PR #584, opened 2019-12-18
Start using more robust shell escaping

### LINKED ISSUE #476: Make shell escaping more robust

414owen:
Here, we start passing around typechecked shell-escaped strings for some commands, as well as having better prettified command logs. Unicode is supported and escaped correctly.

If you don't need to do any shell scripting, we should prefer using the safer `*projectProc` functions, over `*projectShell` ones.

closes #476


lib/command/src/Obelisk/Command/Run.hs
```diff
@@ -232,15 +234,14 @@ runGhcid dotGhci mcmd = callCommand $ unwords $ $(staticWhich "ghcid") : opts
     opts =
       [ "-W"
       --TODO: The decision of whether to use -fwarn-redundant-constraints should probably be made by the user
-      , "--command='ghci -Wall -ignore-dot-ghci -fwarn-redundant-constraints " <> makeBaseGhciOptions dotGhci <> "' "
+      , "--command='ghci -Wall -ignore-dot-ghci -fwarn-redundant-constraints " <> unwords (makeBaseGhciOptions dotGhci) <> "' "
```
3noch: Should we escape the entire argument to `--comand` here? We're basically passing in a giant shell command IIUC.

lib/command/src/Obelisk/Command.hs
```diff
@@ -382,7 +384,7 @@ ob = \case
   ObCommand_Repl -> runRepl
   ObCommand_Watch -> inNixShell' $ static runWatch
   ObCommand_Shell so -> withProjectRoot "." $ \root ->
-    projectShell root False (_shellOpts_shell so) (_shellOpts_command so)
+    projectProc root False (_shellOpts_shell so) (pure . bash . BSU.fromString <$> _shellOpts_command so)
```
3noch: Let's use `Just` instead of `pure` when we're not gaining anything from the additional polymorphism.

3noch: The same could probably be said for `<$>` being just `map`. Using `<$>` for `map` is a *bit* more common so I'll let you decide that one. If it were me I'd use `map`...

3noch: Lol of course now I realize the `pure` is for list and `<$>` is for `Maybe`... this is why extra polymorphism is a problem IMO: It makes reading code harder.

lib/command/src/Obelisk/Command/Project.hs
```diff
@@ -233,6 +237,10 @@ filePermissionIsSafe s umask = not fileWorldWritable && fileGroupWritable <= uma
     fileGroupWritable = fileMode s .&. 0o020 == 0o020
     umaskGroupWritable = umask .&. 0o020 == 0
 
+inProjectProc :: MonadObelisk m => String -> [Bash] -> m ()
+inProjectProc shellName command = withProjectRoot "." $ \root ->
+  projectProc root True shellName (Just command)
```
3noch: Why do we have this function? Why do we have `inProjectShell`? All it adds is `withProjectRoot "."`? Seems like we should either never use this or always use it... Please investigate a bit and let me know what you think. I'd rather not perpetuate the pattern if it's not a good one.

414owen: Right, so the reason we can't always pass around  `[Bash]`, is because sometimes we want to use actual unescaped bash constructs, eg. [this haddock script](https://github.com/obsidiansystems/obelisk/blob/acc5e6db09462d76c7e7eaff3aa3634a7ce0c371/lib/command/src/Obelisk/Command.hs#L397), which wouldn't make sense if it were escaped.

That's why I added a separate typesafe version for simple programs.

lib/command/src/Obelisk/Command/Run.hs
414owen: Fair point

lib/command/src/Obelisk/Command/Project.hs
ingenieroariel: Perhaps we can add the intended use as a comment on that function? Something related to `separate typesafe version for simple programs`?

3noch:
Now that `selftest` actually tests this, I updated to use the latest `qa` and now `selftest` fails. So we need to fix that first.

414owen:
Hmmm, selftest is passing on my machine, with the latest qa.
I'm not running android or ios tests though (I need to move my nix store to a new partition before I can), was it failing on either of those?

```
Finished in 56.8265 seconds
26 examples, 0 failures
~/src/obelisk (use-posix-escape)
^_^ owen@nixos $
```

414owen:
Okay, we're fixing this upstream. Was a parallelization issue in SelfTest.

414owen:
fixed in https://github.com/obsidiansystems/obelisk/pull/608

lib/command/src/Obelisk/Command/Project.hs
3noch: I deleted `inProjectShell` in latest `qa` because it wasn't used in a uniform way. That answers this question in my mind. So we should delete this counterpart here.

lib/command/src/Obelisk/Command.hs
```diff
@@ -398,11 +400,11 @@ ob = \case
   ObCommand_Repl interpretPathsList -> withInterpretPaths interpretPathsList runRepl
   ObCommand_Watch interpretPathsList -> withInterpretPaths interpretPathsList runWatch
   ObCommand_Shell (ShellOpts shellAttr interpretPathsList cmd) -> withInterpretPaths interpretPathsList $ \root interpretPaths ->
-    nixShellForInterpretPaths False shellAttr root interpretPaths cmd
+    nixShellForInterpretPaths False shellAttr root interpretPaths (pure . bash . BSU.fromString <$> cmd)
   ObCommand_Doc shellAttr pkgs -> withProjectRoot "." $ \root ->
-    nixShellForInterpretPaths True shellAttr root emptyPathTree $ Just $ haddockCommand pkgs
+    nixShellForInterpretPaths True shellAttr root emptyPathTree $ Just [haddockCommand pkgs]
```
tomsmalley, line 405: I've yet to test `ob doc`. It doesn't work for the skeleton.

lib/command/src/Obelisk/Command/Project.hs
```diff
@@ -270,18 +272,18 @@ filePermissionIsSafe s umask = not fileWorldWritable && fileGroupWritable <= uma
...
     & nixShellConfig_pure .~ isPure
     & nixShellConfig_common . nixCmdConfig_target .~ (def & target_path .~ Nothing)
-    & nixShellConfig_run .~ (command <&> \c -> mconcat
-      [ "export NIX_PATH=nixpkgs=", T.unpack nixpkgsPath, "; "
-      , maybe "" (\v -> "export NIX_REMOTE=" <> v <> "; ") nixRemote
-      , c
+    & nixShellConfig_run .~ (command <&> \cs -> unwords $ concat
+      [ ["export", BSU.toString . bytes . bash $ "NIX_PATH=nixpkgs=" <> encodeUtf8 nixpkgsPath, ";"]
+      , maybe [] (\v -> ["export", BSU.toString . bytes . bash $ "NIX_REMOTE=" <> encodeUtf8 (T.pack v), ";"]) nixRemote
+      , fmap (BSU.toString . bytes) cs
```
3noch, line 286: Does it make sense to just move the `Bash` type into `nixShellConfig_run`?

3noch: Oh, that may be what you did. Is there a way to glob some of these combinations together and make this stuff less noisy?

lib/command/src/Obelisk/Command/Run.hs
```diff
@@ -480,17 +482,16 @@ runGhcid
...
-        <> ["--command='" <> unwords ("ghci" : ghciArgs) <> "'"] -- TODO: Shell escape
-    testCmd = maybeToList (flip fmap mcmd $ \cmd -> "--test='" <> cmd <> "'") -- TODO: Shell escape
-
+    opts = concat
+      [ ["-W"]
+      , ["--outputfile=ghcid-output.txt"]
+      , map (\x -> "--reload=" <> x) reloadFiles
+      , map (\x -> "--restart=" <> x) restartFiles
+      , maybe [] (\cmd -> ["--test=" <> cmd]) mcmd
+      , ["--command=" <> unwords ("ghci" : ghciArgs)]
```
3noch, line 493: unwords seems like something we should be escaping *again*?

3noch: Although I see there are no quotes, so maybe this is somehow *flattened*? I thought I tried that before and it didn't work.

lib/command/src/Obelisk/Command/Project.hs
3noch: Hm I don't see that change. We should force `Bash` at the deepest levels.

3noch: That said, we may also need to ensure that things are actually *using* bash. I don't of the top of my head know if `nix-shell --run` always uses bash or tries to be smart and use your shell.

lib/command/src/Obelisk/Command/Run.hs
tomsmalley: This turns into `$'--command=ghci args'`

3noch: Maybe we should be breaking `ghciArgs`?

__TASK DETAILS__
Your task is to list each line of the records with the word "dotGhci".

__RESPONSE AREA__
@@ -232,15 +234,14 @@ runGhcid dotGhci mcmd = callCommand $ unwords $ $(staticWhich "ghcid") : opts
-      , "--command='ghci -Wall -ignore-dot-ghci -fwarn-redundant-constraints " <> makeBaseGhciOptions dotGhci <> "' "
+      , "--command='ghci -Wall -ignore-dot-ghci -fwarn-redundant-constraints " <> unwords (makeBaseGhciOptions dotGhci) <> "' "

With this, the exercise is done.